‘People are people’

Priscilla from Rochester wrote an insightful comment after Wednesday’s Catch about my trauma over seeing what everyone else sees all the time about me: the back of my bald head. Hers involves the way she used to see her family’s struggle with Alzheimer’s as different from other families in the same situation until she stopped to put herself in their shoes and realize how similar they were.

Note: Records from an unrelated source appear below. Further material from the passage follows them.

PR #10579, opened 2019-04-08
CI improvements

TriplEight:
- Rust nightly and beta tests are back and shiny, will run during the nightly build
- all test and build jobs changed to run with `--verbose --color=always`
- max cache size raised to 50 Gib
- log files are collected for linux jobs and uploaded to GitLab artifacts. But I didn't figure out how to have two `artifacts:` sections in one job, so for `build` stage logs will still be uploaded, but with the `&collect_artifacts` rule (`on_success` and `1 mos`).

> So I was testing pipelines with per-job `sccache` caching, thinking it was a last resort.
It turned out it was not necessary to resort to such extreme measures:
Random compilation failure bug seems to appear only when the max cache size allocated is exceeded, and fail happens when one job removes an arbitrary artifact and then the next job wants to remove the same one, but doesn't find it.

Another problem I thought was connected with caching, some tests were failing. At first I thought it's due to caching, but per-job isolation showed that it's not the caching problem.

As a bonus, we (with Niklas help) have found 2 flaky tests.

### DIFF
--- a/.gitlab-ci.yml
+++ b/.gitlab-ci.yml
@@ -70,7 +70,7 @@ variables:
         exit 0;
       fi
     # collect log files
-    - mkdir -p ./artifacts
+    - mkdir -p ./logs
     - find . -name "*.log"
     - find . -name "*.log" | xargs tar --append -f ./logs/logs_"${CI_JOB_NAME}_${SCHEDULE_TAG:-${CI_COMMIT_REF_NAME}}".tar
   tags:
--- a/.gitlab-ci.yml
+++ b/.gitlab-ci.yml
@@ -74,7 +74,7 @@ cargo-check 0 3:
   <<:                              *docker-cache-status
   <<:                              *collect_logs
   script:
-    - time cargo check --target $CARGO_TARGET --locked --no-default-features --verbose --color=auto
+    - time cargo check --target $CARGO_TARGET --locked --no-default-features --verbose --color=always
     - sccache -s
 
 cargo-check 1 3:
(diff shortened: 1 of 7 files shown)


.gitlab-ci.yml
```diff
@@ -31,116 +31,164 @@ variables:
...
+    - sccache -s
+
 
 cargo-check 0 3:
   stage:                           test
   <<:                              *docker-cache-status
+  <<:                              *collect_logs
   script:
-    - time cargo check --target $CARGO_TARGET --locked --no-default-features
+    - time cargo check --target $CARGO_TARGET --locked --no-default-features --verbose --color=always
```
gabreal: why is it necessary to use `--color=always`? Doesn't cargo decide that automatically e.g. there are cases where one wouldn't want that like when output is redirected to a file.

.gitlab-ci.yml
```diff
@@ -31,116 +31,164 @@ variables:
...
   tags:
     - linux-docker
 
+.build-on-linux:                   &build-on-linux
+  stage:                           build
+  <<:                              *docker-cache-status
+  <<:                              *collect_artifacts
+  script:
+    - scripts/gitlab/build-linux.sh
+    - sccache -s
```
gabreal: why not put `sccache -s` in the `after_script` of `docker-cache-status`?

.gitlab-ci.yml
```diff
@@ -31,116 +31,164 @@ variables:
...
     - sccache -s
 
 cargo-check 1 3:
   stage:                           test
   <<:                              *docker-cache-status
+  <<:                              *collect_logs
   script:
-    - time cargo check --target $CARGO_TARGET --locked --manifest-path util/io/Cargo.toml --no-default-features
+    - time cargo check --target $CARGO_TARGET --locked --manifest-path util/io/Cargo.toml --no-default-features --verbose --color=always
     - sccache -s
```
gabreal: see above and below

.gitlab-ci.yml
TriplEight: with `--verbose` it stops working, so to not to lose readability i had to add it.

.gitlab-ci.yml
TriplEight: unfortunately, gitlab kills all the processes with the end of `script:` section and that way `sccache -s` does not show stats from `after_script` section.

TriplEight:
> looks also good to me. so there won't be tests for mac or win?

@gabreal this is not decided yet, and will require changes on hosts.

PR #10584, opened 2019-04-10
Allow CORS requests in Secret Store API

adetante:
On the same model as what is done for JSON-RPC, this PR allows to specify the list of domains to allow for cross-domain requests to Secret Store API.

With CLI flag ` --secretstore-http-cors=http://mydomain` or in the toml configuration file.

The default behavior is the same as the current one: all cross-domain requests are rejected.

### DIFF
--- a/secret-store/src/listener/http_listener.rs
+++ b/secret-store/src/listener/http_listener.rs
@@ -446,7 +446,7 @@ mod tests {
 		let key_server: Arc<KeyServer> = Arc::new(DummyKeyServer::default());
 		let address = NodeAddress { address: "127.0.0.1".into(), port: 9000 };
 		let runtime = Runtime::with_thread_count(1);
-		let listener = KeyServerHttpListener::start(address, Arc::downgrade(&key_server),
+		let listener = KeyServerHttpListener::start(address, None, Arc::downgrade(&key_server),
 			runtime.executor()).unwrap();
 		drop(listener);
 	}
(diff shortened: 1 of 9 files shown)


secret-store/src/listener/http_listener.rs
```diff
@@ -204,6 +211,24 @@ impl KeyServerHttpHandler {
 			},
 		}
 	}
+
+	fn cors(&self, req: &HttpRequest<Body>) -> Cors {
```
svyatonik: Could you, please, remove trailing tabs?

secret-store/src/listener/http_listener.rs
```diff
@@ -204,6 +211,24 @@ impl KeyServerHttpHandler {
 			},
 		}
 	}
+
+	fn cors(&self, req: &HttpRequest<Body>) -> Cors {		
+		match req.headers().get(header::ORIGIN) {
+			None => Cors::CorsAuthorized(None),
+			Some(origin) => {
+				let is_authorized = self.handler.cors.clone()
```
svyatonik:
```suggestion
				let is_authorized = self.handler.cors.as_ref()
```

secret-store/src/listener/http_listener.rs
```diff
@@ -213,69 +238,75 @@ impl Service for KeyServerHttpHandler {
...
+						warn!(target: "secretstore", "Ignoring invalid {}-request {}", req_method, req_uri);
+						HttpResponse::builder()
+							.status(HttpStatusCode::NOT_FOUND)
+							.body(Body::empty())
+							.expect("Nothing to parse, cannot fail; qed")
+					}
+				}))
 			}
-		}))
+		}
```
svyatonik: Trailing tabs

adetante:
You're right: I'm going to change my implementation to the jsonrpc-server-utils crate.
Thank you for the feedback.

adetante:
I updated based on your comments.
Thank you for reviewing

svyatonik:
Test failure seems unrelated - SS tests are working fine on my laptop.

PR #10587, opened 2019-04-11
fix(whisper): change expiry `unix_time + ttl + work`

niklasad1:
* Fix a bug introduced by #10383, subtraction instead of addition
* Fix another bug, expiry =  `time + ttl + work` instead of `work factor` to calculate expiry (https://github.com/ethereum/wiki/wiki/Whisper-PoC-2-Protocol-Spec#inserting-authoring-messages)

### DIFF
--- a/whisper/src/message.rs
+++ b/whisper/src/message.rs
@@ -264,17 +264,17 @@ impl Message {
 
 		let mut rng = {
 			let mut thread_rng = ::rand::thread_rng();
-
 			XorShiftRng::from_seed(thread_rng.gen::<[u32; 4]>())
 		};
 
 		assert!(params.ttl > 0);
 
 		let expiry = {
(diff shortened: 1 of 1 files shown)


whisper/src/message.rs
```diff
@@ -271,7 +271,7 @@ impl Message {
 		assert!(params.ttl > 0);
 
 		let expiry = {
-			let after_mining = SystemTime::now().checked_sub(Duration::from_millis(params.work))
+			let after_mining = SystemTime::now().checked_add(Duration::from_secs(params.ttl))
```
rphmeier: Should probably be `SystemTime::now() + params.work + params.ttl`? And the var name should be changed to reflect meaning of code

niklasad1: Yes, agree

PR #10588, opened 2019-04-12
Configs for CI targets

General-Beck:
This change puts together all the config files for cross-compilations for armhf, arm64 and android.
PR https://github.com/paritytech/scripts/pull/72 depends of this one.


TriplEight:
It was decided this change is not needed.

PR #939, opened 2021-09-17
Hookup PO SDE

dnewh:
This sets up the state delta export for purchase order events. This PR also adds the conversion methods to `EventError` for the purchase order store errors.

### DIFF
--- a/daemon/src/event/db_handler.rs
+++ b/daemon/src/event/db_handler.rs
@@ -64,6 +64,21 @@ use grid_sdk::{
     },
     protocol::product::state::ProductList,
 };
+#[cfg(feature = "purchase-order")]
+use grid_sdk::{
+    protocol::purchase_order::state::{
+        PurchaseOrderList, PurchaseOrderRevision as ProtocolPORevision,
+        PurchaseOrderVersion as ProtocolPOVersion,
+    },
+    purchase_order::{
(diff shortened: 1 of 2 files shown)


daemon/src/event/db_handler.rs
```diff
@@ -942,3 +1007,64 @@ fn make_location_attributes(
...
+
+#[cfg(feature = "purchase-order")]
+fn make_po_revisions(
+    revisions: Vec<ProtocolPORevision>,
+    start_commit_num: i64,
+    service_id: Option<&String>,
+) -> Result<Vec<PurchaseOrderVersionRevision>, EventError> {
+    let mut revs = Vec::new();
+
+    for revision in revisions {
```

“My Mother had Alzheimer’s Disease,” she wrote. “When my brother and I first started to look into placing her in a nursing home, we would come away saying ‘Mom’s not like those people, she’s different, we can’t put her in there.’ When we finally had to place her in a home, I would see other families come in and look at my mother, and I knew they were thinking: ‘My mom is not like her.’ What I didn’t see in ‘those people’ was the wonderful, gifted, loving person they once were. I know that because those family members didn’t see my wonderful, gifted, loving mother either.”

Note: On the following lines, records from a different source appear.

PR #954, opened 2021-09-24
Add list/get revision operations

dnewh:
This adds database operations to the `PurchaseOrderStore` to get and list `PurchaseOrderVersionRevisions`. The list operation lists revisions filtered by `po_uid` and `version_id` and the get operation fetches a revision filtered by `po_uid`, `version_id`, and `revision_id`. This also includes migrations and updates to the revisions table to add a `purchase_order_uid` column. This is necessary to be able to properly get revisions in case of overlap in version IDs between different POs.

### DIFF
--- a/sdk/src/purchase_order/store/mod.rs
+++ b/sdk/src/purchase_order/store/mod.rs
@@ -838,6 +838,22 @@ pub trait PurchaseOrderStore {
         service_id: Option<&str>,
     ) -> Result<Option<PurchaseOrderVersion>, PurchaseOrderStoreError>;
 
+    /// Fetches a purchase order revision from the underlying storage
+    ///
+    /// # Arguments
+    ///
+    ///  * `po_uid`    - The uid of the purchase order the revision belongs to
+    ///  * `version_id` - The ID of the version the revision is for
+    ///  * `revision_id` - The ID of the revision to fetch
+    ///  * `service_id` - The service ID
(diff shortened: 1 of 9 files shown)


sdk/src/migrations/diesel/postgres/migrations/2021-09-24-150300_update_po_revisions_table/down.sql
```diff
@@ -0,0 +1,16 @@
+-- Copyright 2021 Cargill Incorporated
```
shannynalayna, line 1: I think we can remove the additional migration data for this update, so update the existing migration data (as this is still unreleased).

dnewh: updated

sdk/src/purchase_order/store/mod.rs
```diff
@@ -447,6 +447,19 @@ impl PurchaseOrderVersionBuilder {
     }
 }
 
+/// Represents a list of Grid Purchase Orders
```
shannynalayna, line 450: Can we update this comment to specify this is a list of revisions?

shannynalayna (approved):

leebradley (approved):

agunde406 (approved):

PR #955, opened 2021-09-27
Make `accepted_version_id` optional throughout SDK

shannynalayna:
This updates the `accepted_version_id` field in the purchase order object to be optional throughout the SDK. This previously was defined as a required string, however this value may not always be defined. A purchase order version must first be validated that it is able to be "accepted". Therefore, this value should be optional to allow for the cases where a purchase order does not have an accepted version (yet).


contracts/purchase_order/src/workflow.rs
```diff
@@ -398,3 +400,12 @@ fn collaborative_sub_workflow() -> SubWorkflow {
         .add_starting_state("create")
         .build()
 }
+
+impl fmt::Display for POWorkflow {
```
peterschwarz, line 404: This seems like an unrelated change

shannynalayna: Removed

peterschwarz (approved):

dnewh (approved):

When you come down to it, we are all more similar than we are different.

An article in the front page of Monday’s Los Angeles Times carried a similar message. “People are people,” remarked Stuart Perlman who paints homeless people on Venice Beach in southern California (where my son is a cop, by the way). “We’re all them, and they’re all us. We’re all one thin line from being traumatized and homeless.” (“Palette tinged with pathos” by Martha Groves, LA Times, June 11, 2012.)

Stuart pays $20 to have a homeless person sit for a portrait. In return, he gives them an 8×10 version of their painting and always brings some healthy food to share with them. In the process, he hears the stories behind the faces he paints, and incorporates what he hears into the images he paints.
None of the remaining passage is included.